> **WHAT YOU SHOULD DO**: What is needed here is an exact copy of every entry.

=== Section Start ===

Issue #4322, opened 2019-03-14
Bad performance with Chrome and sibling selector


cguglielmo:
Hi there

We experienced a weird performance issue with jQuery 3.3.1 which does not occur with jQuery 2.2.4. As far as we can tell, only Chrome is affected.

The problem is, that the following code forces the browser to recalculate its style.
`$elem.css('width', 'auto');  
 $elem.css('display', 'inline-block');`

If this is done in a loop let's say for 1000 elements, the browser will recalculate the style a 1000 times! But, it only seems to happen if there is a CSS rule using a sibling selector for the container element of the 1000 nodes. The CSS rule can even be empty, but the rule has to be in a separate style sheet. If the style is embedded in the HTML document, it works fine...

We could track it down to the following line:
`isBorderBox = jQuery.css( elem, "boxSizing", false, styles ) === "border-box",`

Replacing the above line with the following line fixes the problem:
`isBorderBox = extra && jQuery.css( elem, "boxSizing", false, styles ) === "border-box",`

Reading the box-sizing attribute obviously forces the browser to recalculate the style. But honestly, we don't know what this patch could break. It looks like the code is only necessary for IE 9? At least according to issue #3699.

An example to reproduce the issue is attached.
[jQuery Perf.zip](https://github.com/jquery/jquery/files/2967402/jQuery.Perf.zip)

mgol:
Thanks for the report! We fixed a similar issue in #4187 but we missed this one.

We will most likely not be able to avoid layout thrashing in IE but we might be able to do that in other browsers.

@cguglielmo You can check whether your change breaks something by running `npm test` in the repository.

mgol:
PR: #4325

mgol:
@cguglielmo This has been fixed. You can double-check with our dev version, https://code.jquery.com/jquery-git.js (just don't use it in production!). I checked your test case & it no longer does layout thrashing.

PR #4325, opened 2019-03-18
CSS: Avoid forcing a reflow in width/height getters unless necessary

mgol:
### Summary ###

This PR delays reading element `box-sizing` until it's necessary - either because of broken `box-sizing` handling or because we need that information for `extra` processing.

Fixes gh-4322
Ref gh-3991
Ref gh-4010
Ref gh-4185
Ref gh-4187

### Checklist ###

### DIFF
--- a/src/css.js
+++ b/src/css.js
@@ -118,9 +118,15 @@ function getWidthOrHeight( elem, dimension, extra ) {
 
 	// Start with computed style
 	var styles = getStyles( elem ),
-		val = curCSS( elem, dimension, styles ),
-		isBorderBox = jQuery.css( elem, "boxSizing", false, styles ) === "border-box",
+
+		// To avoid forcing a reflow, only fetch boxSizing if we need it (gh-4322).
+		// Fake content-box until we know it's needed to know the true value.
+		boxSizingNeeded = !support.boxSizingReliable() || extra,
+		isBorderBox = boxSizingNeeded &&
+			jQuery.css( elem, "boxSizing", false, styles ) === "border-box",
 		valueIsBorderBox = isBorderBox,
+
+		val = curCSS( elem, dimension, styles ),
 		offsetProp = "offset" + dimension[ 0 ].toUpperCase() + dimension.slice( 1 );
 
 	// Support: Firefox <=54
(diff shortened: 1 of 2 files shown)


mgol:
+16 bytes, I'm trying to reduce that.

src/css.js
```diff
@@ -141,10 +147,14 @@ function getWidthOrHeight( elem, dimension, extra ) {
 	// Also use offsetWidth/offsetHeight for when box sizing is unreliable
 	// We use getClientRects() to check for hidden/disconnected.
 	// In those cases, the computed value can be trusted to be border-box
-	if ( ( isBorderBox && !support.boxSizingReliable() || val === "auto" ||
+	if ( ( !support.boxSizingReliable() &&
+		jQuery.css( elem, "boxSizing", false, styles ) === "border-box" ||
```
gibson042: You may get a size reduction by turning this bare condition into an assignment, matching its other two appearances.
```suggestion
		(isBorderBox = jQuery.css( elem, "boxSizing", false, styles ) === "border-box") ||
```

src/css.js
```diff
@@ -118,9 +118,15 @@ function getWidthOrHeight( elem, dimension, extra ) {
 
 	// Start with computed style
 	var styles = getStyles( elem ),
-		val = curCSS( elem, dimension, styles ),
-		isBorderBox = jQuery.css( elem, "boxSizing", false, styles ) === "border-box",
+
+		// To avoid forcing a reflow, only fetch boxSizing if we need it (gh-4322).
+		// Fake content-box until we know it's needed to know the true value.
+		boxSizingNeeded = !support.boxSizingReliable() || extra,
```
gibson042: `boxSizingNeeded` appears to be a throwaway variable; is the code any smaller if you inline its expression into the `isBorderBox` assignment?

src/css.js
mgol: @gibson042 This `if` is an alternative of conditions and this is just the first of them. Doing the assignment there would mean the value is not set properly for non-IE browsers that fulfill one of the other checks.

src/css.js
mgol: Changing that doesn't influence the gzipped size.

A similar pattern is used in [the setter](https://github.com/jquery/jquery/blob/0ec25abba212efde462a8abcf3376f50116fd6c4/src/css.js#L371), inlining both doesn't change the size either.

src/css.js
gibson042: Right, and that's fine. This is just about compressibility.

mgol: Ah, I see, you meant adding the assignment without actually using it later. Let me check.

mgol: @gibson042 That's still `+16` bytes, exactly as my first version of the PR. With @timmywil's suggestion of just using `isBorderBox` here we get down to `+15` bytes. That reminds the best option then.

=== Section End ===

> **EXPECTED ANSWER**:
Issue #4322, opened 2019-03-14
Bad performance with Chrome and sibling selector


cguglielmo:
Hi there

We experienced a weird performance issue with jQuery 3.3.1 which does not occur with jQuery 2.2.4. As far as we can tell, only Chrome is affected.

The problem is, that the following code forces the browser to recalculate its style.
`$elem.css('width', 'auto');  
 $elem.css('display', 'inline-block');`

If this is done in a loop let's say for 1000 elements, the browser will recalculate the style a 1000 times! But, it only seems to happen if there is a CSS rule using a sibling selector for the container element of the 1000 nodes. The CSS rule can even be empty, but the rule has to be in a separate style sheet. If the style is embedded in the HTML document, it works fine...

We could track it down to the following line:
`isBorderBox = jQuery.css( elem, "boxSizing", false, styles ) === "border-box",`

Replacing the above line with the following line fixes the problem:
`isBorderBox = extra && jQuery.css( elem, "boxSizing", false, styles ) === "border-box",`

Reading the box-sizing attribute obviously forces the browser to recalculate the style. But honestly, we don't know what this patch could break. It looks like the code is only necessary for IE 9? At least according to issue #3699.

An example to reproduce the issue is attached.
[jQuery Perf.zip](https://github.com/jquery/jquery/files/2967402/jQuery.Perf.zip)

mgol:
Thanks for the report! We fixed a similar issue in #4187 but we missed this one.

We will most likely not be able to avoid layout thrashing in IE but we might be able to do that in other browsers.

@cguglielmo You can check whether your change breaks something by running `npm test` in the repository.

mgol:
PR: #4325

mgol:
@cguglielmo This has been fixed. You can double-check with our dev version, https://code.jquery.com/jquery-git.js (just don't use it in production!). I checked your test case & it no longer does layout thrashing.

PR #4325, opened 2019-03-18
CSS: Avoid forcing a reflow in width/height getters unless necessary

mgol:
### Summary ###

This PR delays reading element `box-sizing` until it's necessary - either because of broken `box-sizing` handling or because we need that information for `extra` processing.

Fixes gh-4322
Ref gh-3991
Ref gh-4010
Ref gh-4185
Ref gh-4187

### Checklist ###

### DIFF
--- a/src/css.js
+++ b/src/css.js
@@ -118,9 +118,15 @@ function getWidthOrHeight( elem, dimension, extra ) {
 
 	// Start with computed style
 	var styles = getStyles( elem ),
-		val = curCSS( elem, dimension, styles ),
-		isBorderBox = jQuery.css( elem, "boxSizing", false, styles ) === "border-box",
+
+		// To avoid forcing a reflow, only fetch boxSizing if we need it (gh-4322).
+		// Fake content-box until we know it's needed to know the true value.
+		boxSizingNeeded = !support.boxSizingReliable() || extra,
+		isBorderBox = boxSizingNeeded &&
+			jQuery.css( elem, "boxSizing", false, styles ) === "border-box",
 		valueIsBorderBox = isBorderBox,
+
+		val = curCSS( elem, dimension, styles ),
 		offsetProp = "offset" + dimension[ 0 ].toUpperCase() + dimension.slice( 1 );
 
 	// Support: Firefox <=54
(diff shortened: 1 of 2 files shown)


mgol:
+16 bytes, I'm trying to reduce that.

src/css.js
```diff
@@ -141,10 +147,14 @@ function getWidthOrHeight( elem, dimension, extra ) {
 	// Also use offsetWidth/offsetHeight for when box sizing is unreliable
 	// We use getClientRects() to check for hidden/disconnected.
 	// In those cases, the computed value can be trusted to be border-box
-	if ( ( isBorderBox && !support.boxSizingReliable() || val === "auto" ||
+	if ( ( !support.boxSizingReliable() &&
+		jQuery.css( elem, "boxSizing", false, styles ) === "border-box" ||
```
gibson042: You may get a size reduction by turning this bare condition into an assignment, matching its other two appearances.
```suggestion
		(isBorderBox = jQuery.css( elem, "boxSizing", false, styles ) === "border-box") ||
```

src/css.js
```diff
@@ -118,9 +118,15 @@ function getWidthOrHeight( elem, dimension, extra ) {
 
 	// Start with computed style
 	var styles = getStyles( elem ),
-		val = curCSS( elem, dimension, styles ),
-		isBorderBox = jQuery.css( elem, "boxSizing", false, styles ) === "border-box",
+
+		// To avoid forcing a reflow, only fetch boxSizing if we need it (gh-4322).
+		// Fake content-box until we know it's needed to know the true value.
+		boxSizingNeeded = !support.boxSizingReliable() || extra,
```
gibson042: `boxSizingNeeded` appears to be a throwaway variable; is the code any smaller if you inline its expression into the `isBorderBox` assignment?

src/css.js
mgol: @gibson042 This `if` is an alternative of conditions and this is just the first of them. Doing the assignment there would mean the value is not set properly for non-IE browsers that fulfill one of the other checks.

src/css.js
mgol: Changing that doesn't influence the gzipped size.

A similar pattern is used in [the setter](https://github.com/jquery/jquery/blob/0ec25abba212efde462a8abcf3376f50116fd6c4/src/css.js#L371), inlining both doesn't change the size either.

src/css.js
gibson042: Right, and that's fine. This is just about compressibility.

mgol: Ah, I see, you meant adding the assignment without actually using it later. Let me check.

mgol: @gibson042 That's still `+16` bytes, exactly as my first version of the PR. With @timmywil's suggestion of just using `isBorderBox` here we get down to `+15` bytes. That reminds the best option then.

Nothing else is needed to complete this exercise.